> _LISTED RECORDS_
◇ ◇ ◇ ◇ ◇

PR #1273, opened 2024-08-15
Fix unique_ptr type for stream read

dvicini:
Minor change to switch to `std::unique_ptr<char[]>` in the stream bindings. The current code produces undefined behavior by using `std::unique_ptr<char> tmp(new char[size]);`. This causes a mismatch between new[] and delete (without []) operators


njroussel (approved):
Thanks, nice catch :+1:

PR #1275, opened 2024-08-16
Filesystem test: use tmp_path for writing files

dvicini:
The filesystem test uses the current path (`path_here`), which is the directory from which pytest is run. This is fine for testing path-related logic (e.g., `assert fs.is_directory(path_here)`), but not ideal when creating test files and directories.

This commit changes this test to only create new files and directories within a temporary folder (`tmp_path`). This decouples running this test from the permissions the user has on the current working directory.


njroussel (approved):
Note to future self: `tmp_path` is a built-in fixture in pytest

Thanks, the changes look good to me.

Issue #1126, opened 2024-04-04
How to sample sggx distribution in Python?


Vrroom:
## Summary

How do I sample from the SGGX distribution from Python. I'm trying to implement the SpongeCake BSDF, thus needing to sample micronormals from the SGGX distribution. 

I was trying: 

```
>>> mi.sggx_sample(sh, mi.Point2f([0.5, 0.5]), dr.llvm.ad.ArrayXf([[1, 1, 1, 0, 0, 0]]))
```

Mitsuba complains that:

```
Traceback (most recent call last):
  File "<stdin>", line 1, in <module>
TypeError: sggx_sample(): incompatible function arguments. The following argument types are supported:
    1. (sh_frame: mitsuba.llvm_ad_rgb.Frame3f, sample: mitsuba.llvm_ad_rgb.Point2f, s: drjit::Array<drjit::DiffArray<drjit::LLVMArray<float> >, 6ul>) -> mitsuba.llvm_ad_rgb.Normal3f
    2. (sh_frame: mitsuba.llvm_ad_rgb.Vector3f, sample: mitsuba.llvm_ad_rgb.Point2f, s: drjit::Array<drjit::DiffArray<drjit::LLVMArray<float> >, 6ul>) -> mitsuba.llvm_ad_rgb.Normal3f

Invoked with: Frame[
  s = [[1, -0, -0]],
  t = [[-0, 1, -0]],
  n = [[0, 0, 1]]
], [[0.5, 0.5]], [[1.0],
 [1.0],
 [1.0],
 [0.0],
 [0.0],
 [0.0]]
```

How do I construct this specific type: `drjit::Array<drjit::DiffArray<drjit::LLVMArray<float> >, 6ul>` in Python. 

## System configuration

```
System information:

  OS: Ubuntu 20.04.5 LTS
  CPU: Intel(R) Xeon(R) Platinum 8358 CPU @ 2.60GHz
  GPU: NVIDIA A10
  Python: 3.11.4 (main, Jul  5 2023, 13:45:01) [GCC 11.2.0]
  NVidia driver: 525.85.12
  CUDA: 11.8.89
  LLVM: 12.0.0

  Dr.Jit: 0.4.4
  Mitsuba: 3.5.0
     Is custom build? False
     Compiled with: GNU 10.2.1
     Variants:
        scalar_rgb
        scalar_spectral
        cuda_ad_rgb
        llvm_ad_rgb
```

## Description

See the summary

[...]

PR #1276, opened 2024-08-16
Fix Python bindings for SGGX distribution functions

rtabbara:
Workaround because `dr.Array6*` bindings don't exist


njroussel:
Replaces #1052

njroussel (approved):
Looks good, thanks for the extra tiny test :smile:

njroussel:
Fixes #1126

PR #1281, opened 2024-08-20
Fix stokes integrator for row-major matrices

Speierers:
This patch fixes the stokes integrator to account for the change of layout in Dr.Jit matrix type (column-major --> row-major).


rtabbara:
Thanks Sébastien!

Issue #1280, opened 2024-08-19
Properties or scene loading tries to convert 3x3 Tensor to Array3f


dvicini:
The following code prints a warning:

```
nanobind: implicit conversion from type 'TensorXf' to type 'drjit.scalar.Array3f64' failed!
```

```python
import mitsuba as mi
import numpy as np

mi.set_variant('llvm_ad_rgb')

class MyEmitter(mi.Emitter):

    def __init__(self, props):
        super().__init__(props)
        print(props['test'])

mi.register_emitter('myemitter', lambda props: MyEmitter(props))

emitter = mi.load_dict({'type': 'myemitter', 'test': mi.TensorXf(np.ones((3,3), dtype=np.float32))})
```

For some reason, it tries to convert the `mi.TensorXf` to `Array3f64`. I've tried using `mi.TensorXd` instead, but this didn't change anything either. I can't reproduce this when only using a `mi.Properties` object in isolation, so it seems at least somewhat related to scene loading?

I am not sure how problematic this warning is in practice, but this conversion attempt is a bit suspicious and hints at something not being 100% right here.

PR #1285, opened 2024-08-22
Disable nanobind implicit cast warnings during `load_dict`

rtabbara:
Motivated by #1280


njroussel (approved):
Looks good to me, fixes #1280 

thanks :rocket:

PR #1294, opened 2024-09-03
Ensure external threads always get a Logger and FileResolver

dvicini:
This PR ensures that any external thread that is registered with Mitsuba will have a valid logger and file resolver.

The Logger is re-used from the main thread, since it is thread safe. The file resolver is copied, as it is not thread safe, but light weight to copy.

This PR also adds two tests that exercise this newly added / fixed functionality.

### DIFF
--- a/src/core/python/logger.cpp
+++ b/src/core/python/logger.cpp
@@ -6,6 +6,12 @@
 
 /// Submit a log message to the Mitusba logging system and tag it with the Python caller
 static void PyLog(mitsuba::LogLevel level, const std::string &msg) {
+
+    // Do not log if no logger is available. This is consistent with the
+    // C++-side "Log" function in logger.h.
+    if (!Thread::thread()->logger())
+        return;
+
 #if PY_VERSION_HEX >= 0x03090000
     PyFrameObject *frame = PyThreadState_GetFrame(PyThreadState_Get());
     PyCodeObject *f_code = PyFrame_GetCode(frame);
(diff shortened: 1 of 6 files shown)


src/core/python/logger.cpp
```diff
@@ -29,18 +35,6 @@ static void PyLog(mitsuba::LogLevel level, const std::string &msg) {
     if (!name.empty() && name[0] != '<')
         fmt.insert(2, "()");
 
-    if (!Thread::thread()->logger()) {
```
merlinND, line 32: Maybe this could be replaced with an assert?

dvicini: I am not against that. My goal was to make it consistent with the C++ side here, which also just ignores this case:
https://github.com/mitsuba-renderer/mitsuba3/blob/master/include/mitsuba/core/logger.h#L140

merlinND: Understandable.. I guess it will crash  either way :D

dvicini: It should just ignore and not log anything at all, which is not too bad.

merlinND: Ahh sorry I didn't pay attention to the check you added above. Makes sense.

The case of `!Thread::thread()->logger()` should no longer happen by default now that you automatically bring over the main thread's logger, right?
If there's no logger, then it must be that the user set a thread environment that explicitly doesn't have a logger?

dvicini: Yes exactly. Not sure if that's something one would ever want?

In any case, there are still some other issues to be fixed with this PR. The current version does not shut down cleanly..

src/core/tests/test_thread.py
```diff
@@ -3,11 +3,41 @@
...
     thread.join()
+
+def test02_access_logger_from_new_thread(variant_scalar_rgb):
+    def print_to_log():
+        mi.set_log_level(mi.LogLevel.Info)
+        mi.Log(mi.LogLevel.Info, "Log from a thread environment.")
+
+    thread = Thread(target = print_to_log)
+    thread.start()
+    thread.join()
```
njroussel, line 22: Let's add an assert to make sure that the log was visible (you can captue it with the `capsys` fixture).

njroussel (approved):
One tiny request, the rest looks good to me!

I've checked all of the build logs, none of the environments have leaks when running the test suite :+1:

src/core/tests/test_thread.py
dvicini: Good idea. I now added a `mi.StreamAppender`. I could not get it to work with `capsys`, this one only would capture Python-side prints for me (seems to be a known limitation)

Issue #1149, opened 2024-04-26
Missed intersections (embree-related)


tomas16:
## Summary

I encountered a case where rays seem to pass through solid geometry. 2 of the rays are at fairly glancing angles, but 3 others aren't. In all 5 cases, the rays seem to hit the edge between 2 triangles.

## System configuration

System information:

  OS: 14.2
  CPU: b'Intel(R) Core(TM) i9-9880H CPU @ 2.30GHz'
  Python: 3.11.8 | packaged by conda-forge | (main, Feb 16 2024, 20:51:20) [Clang 16.0.6 ]
  LLVM: 16.0.6

  Dr.Jit: 0.4.4
  Mitsuba: 3.5.0
     Is custom build? False
     Compiled with: AppleClang 14.0.0.14000029
     Variants:
        scalar_rgb
        scalar_spectral
        llvm_ad_rgb

## Description

I've extracted the relevant geometry from the original mesh and created a standalone example. In the example, I compare to:
* `trimesh.ray.ray_pyembree.RayMeshIntersector`: trimesh uses Embree version 2. (I refer to this as `EmbreeIntersector`)
* `trimesh.ray.ray_triangle.RayMeshIntersector`: a python fallback, similar to mitsuba without Embree. (I refer to this as `PyIntersector`)

Coloring in the plots:
* red = mitsuba
* blue = trimesh EmbreeIntersector
* green = trimesh PyIntersector

![Screenshot 2024-04-25 at 4 45 37 PM](https://github.com/mitsuba-renderer/mitsuba3/assets/8531909/b1c70300-57a8-4490-b0f2-baefbfd4545a)

In above screenshot, the left and middle geometry are parts of a sphere. According to mitsuba, the rays hit on the inside. Comparing to trimesh, the reason is they first pass through a different triangle at a shallow angle.

On the right, there are 3 rays passing through a first surface and then hitting a surface behind it. trimesh correctly finds the intersections with the first surface.

Note that even the `EmbreeIntersector` in trimesh gets this right. But trimesh uses Embree 2, vs mitsuba's Embree 3.

Some close-ups:

![Screenshot 2024-04-25 at 3 34 43 PM](https://github.com/mitsuba-renderer/mitsuba3/assets/8531909/9aecd1e9-bdbb-4fa2-920a-5743ac4ee082)

[...]

PR #1300, opened 2024-09-11
Add support for Embree's robust intersection flag

dvicini:
Embree supports a fast and "robust" ray intersection mode. Mitsuba uses the default, fast mode. This is likely the best choice for general rendering tasks, but can cause issues in certain applications. 

For example, some people use Mitsuba purely to do some specialized ray tracing (for its speed & simplicity). In such cases, the ray tracing might not happen in in a "Monte Carlo setting", and rays may be spawned in a structured way. In that case, it can happen that rays perfectly hit edges between triangles, which is a known failure mode of Embree's fast mode (see also https://github.com/mitsuba-renderer/mitsuba3/issues/1149).

This PR adds support to set the robust mode at runtime using a boolean flag at the scene level. 

This also adds a test for the behavior. The test currently checks both failure and success of the ray tracing. I am not yet 100% sure if the failure will happen on all platforms (due to subtleties in the compilers & math eval) - to be seen once the CI runs.

I also haven't updated the documentation yet. I wasn't sure yet where would be the best place to describe scene level flags.

### DIFF
--- a/docs/src/plugin_reference.rst
+++ b/docs/src/plugin_reference.rst
@@ -107,3 +107,41 @@ These flags indicate whether the parameter is differentiable or not, or whether 
 discontinuities and thus needs special treatment.
 
 See :py:class:`mitsuba.ParamFlags` for their documentation.
+
+
+Scene-wide attributes
+---------------------
+
+The Scene object exposes scene-wide attributes. Currently, this functionality is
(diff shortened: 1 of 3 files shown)


wjakob:
This is great -- thank you, Delio!

PR #811, opened 2018-10-04
Fix in-tab close button behavior

### LINKED ISSUE #775: Quickly pressing the close button on tabs has a delay which is not seen in Firefox or chrome
new profile

Open 10-20 tabs

now quickly press close button/x button on tabs to close 5-10 tabs,
tabs close but when closing quickly it has a wait of 1second or so which ignores next click to close.
which causes another click required to close. Basically 2 clicks to close as opposed to one click when closing tabs fast(less than half a second).

when closing these tabs quickly Double clicking the x button closes the tabs instantly no matter how fast.

now try closing the tabs using x button slowly(1sec between clicks)
tabs close with one click instead of two.

In Firefox and chrome it's not an issue no matter how fast the user closes the tabs.

KB shortcut works fine.

can you guys fix this quickly

@JustOff 
@wolfbeast 

win/lin

MaxKoll:
- Fixes #775.
- Coincidentally also fixes a regression that prevented opening new tabs via double click on an empty space in the tab bar.

### DIFF
--- a/application/palemoon/base/content/tabbrowser.xml
+++ b/application/palemoon/base/content/tabbrowser.xml
@@ -4296,17 +4296,94 @@
             event.originalTarget.localName != "box")
           return;
 
-        // See hack note in the tabbrowser-close-tab-button binding
+        // See comments in the "mousedown" and "click" event handlers of the
+        // "tabbrowser-tabs" binding.
         if (!this._blockDblClick)
           BrowserOpenTab();
+        else
+          this.flagBlockedOpenTabAfterDblClick = true;
 
         event.preventDefault();
       ]]></handler>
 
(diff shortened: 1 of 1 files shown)


MaxKoll:
I realize now that there are still problems when tabs are animated. Unfortunately I did not consider animated tabs before.

Also there was no regression as mentioned in the commit message: I tested against my daily-use stable build that has tabs above the url bar. Here, double clicking the tab bar never opens new tabs (as intended), which I misinterpreted.

I'm seeing a revert button here that I'd like to try out soon, and I'm going push a revised commit afterwards. Hopefully this is the preferable course of action, otherwise I'd be thankful for a hint.

PR #813, opened 2018-10-06
[BASILISK] Protect against nsIPrincipal.origin throwing for about:blank iframes and custom protocol urls

JustOff:
This protects `SessionStorage.jsm` against `nsIPrincipal.origin` throwing; based on [bug 1344595](https://bugzilla.mozilla.org/show_bug.cgi?id=1344595).

Currently it happens with custom protocol urls (for example `caa:` from [Classic Add-ons Archive](https://github.com/JustOff/ca-archive)), but will also apply if we decide to implement [bug 1340710](https://bugzilla.mozilla.org/show_bug.cgi?id=1340710).

The issue was not created as it's a small minor one-file change.

### DIFF
--- a/application/basilisk/components/sessionstore/SessionStorage.jsm
+++ b/application/basilisk/components/sessionstore/SessionStorage.jsm
@@ -74,7 +74,14 @@ var SessionStorageInternal = {
 
       // Get the origin of the current history entry
       // and use that as a key for the per-principal storage data.
-      let origin = principal.origin;
+      let origin;
+      try {
+        // The origin getter may throw for about:blank iframes as of bug 1340710,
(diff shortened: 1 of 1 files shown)


wolfbeast:
FTR, Bug 1340710 = Speed up principal equality and subsumption checks. Which is honestly quite silly to have that much code churn for, and has anyone actually checked if this would ever be even noticeable?

JustOff:
@g4jc, you might also want to have this applied to Iceweasel.

---

> Bug 1340710 = Speed up principal equality and subsumption checks [..] has anyone actually checked if this would ever be even noticeable?

In theory, this may be so, but I didn't see any mention of any real benchmarks there.

Issue #87, opened 2018-03-29
Support AV1 video


wolfbeast:
The groundwork for this was done by Mozilla in https://bugzilla.mozilla.org/show_bug.cgi?id=1314147 as the first browser to get a reference implementation in.
Since the distance from our fork point is relatively small yet (FF55), it _should_ be fairly straightforward to port this across to UXP.
As the codec is still being finalized, there might need to be some adjustments made after this bug's set of patches and related bugs mentioned/linked, and it's imperative that this remains as experimental (and disabled by default) for the time being, but getting this work in now will prevent blocking issues later on.

g4jc:
Related bug: aom update -> https://bugzilla.mozilla.org/show_bug.cgi?id=1445683

PR #818, opened 2018-10-07
Add mozilla::Span

trav90:
mozilla:Span is used in multiple places in Mozilla's AOM implementation for AV1 support. Adding mozilla:Span to our tree will make it much easier for us to add AV1 codec support in the future (#87).

Since MFBT and C++ templates are not my strong points I'm requesting a review here. The new Span.h header includes lots of comments and documentation, and here are a couple additional links:

Mozilla's implementation: [BMO 1295611](https://bugzilla.mozilla.org/show_bug.cgi?id=1295611)
Portions of Microsoft's GSL library that Mozilla's implementation is based on: [here](https://github.com/Microsoft/GSL/blob/3819df6e378ffccf0e29465afe99c3b324c2aa70/include/gsl/span) and [here](https://github.com/Microsoft/GSL/blob/3819df6e378ffccf0e29465afe99c3b324c2aa70/include/gsl/gsl_util)

I've verified that this compiles with GCC and I've been using the resulting build fairly heavily the past few hours and I've not seen any issues (though with that said nothing is yet using Span directly either).

### DIFF
--- a/mfbt/Casting.h
+++ b/mfbt/Casting.h
@@ -238,6 +238,19 @@ AssertedCast(const From aFrom)
   return static_cast<To>(aFrom);
 }
 
+/**
+ * Cast a value of integral type |From| to a value of integral type |To|,
+ * release asserting that the cast will be a safe cast per C++ (that is, that
+ * |to| is in the range of values permitted for the type |From|).
+ */
+template<typename To, typename From>
+inline To
+ReleaseAssertedCast(const From aFrom)
+{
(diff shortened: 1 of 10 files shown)


wolfbeast:
I won't have time to look at this in-depth before my move. I'll just do a casual check and if it looks OK I'll merge it in so it can be used and you're not hung up on my delays.

As an aside: I find it weird that they feel the need to create a new data structure for this. Aren't the C++ standard constructs and `Mozilla::Range` enough? o.O

Issue #816, opened 2018-10-07
ES6 stringification needs to be made spec compliant (ES2019 misc)


Sa-Ja-Di:
As Yami_ wrote: here:
https://forum.palemoon.org/viewtopic.php?f=3&t=20610#p154138

The News section issue was fixed in Firefox 55:
Last bad: 2017-04-17
First good: 2017-04-18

◇ ◇ ◇ ◇ ◇

> _REQUIRED ACTION_
Each line in the data that holds the word "small" must be copied.

> _EXERCISE OUTPUT_
The issue was not created as it's a small minor one-file change.
Since the distance from our fork point is relatively small yet (FF55), it _should_ be fairly straightforward to port this across to UXP.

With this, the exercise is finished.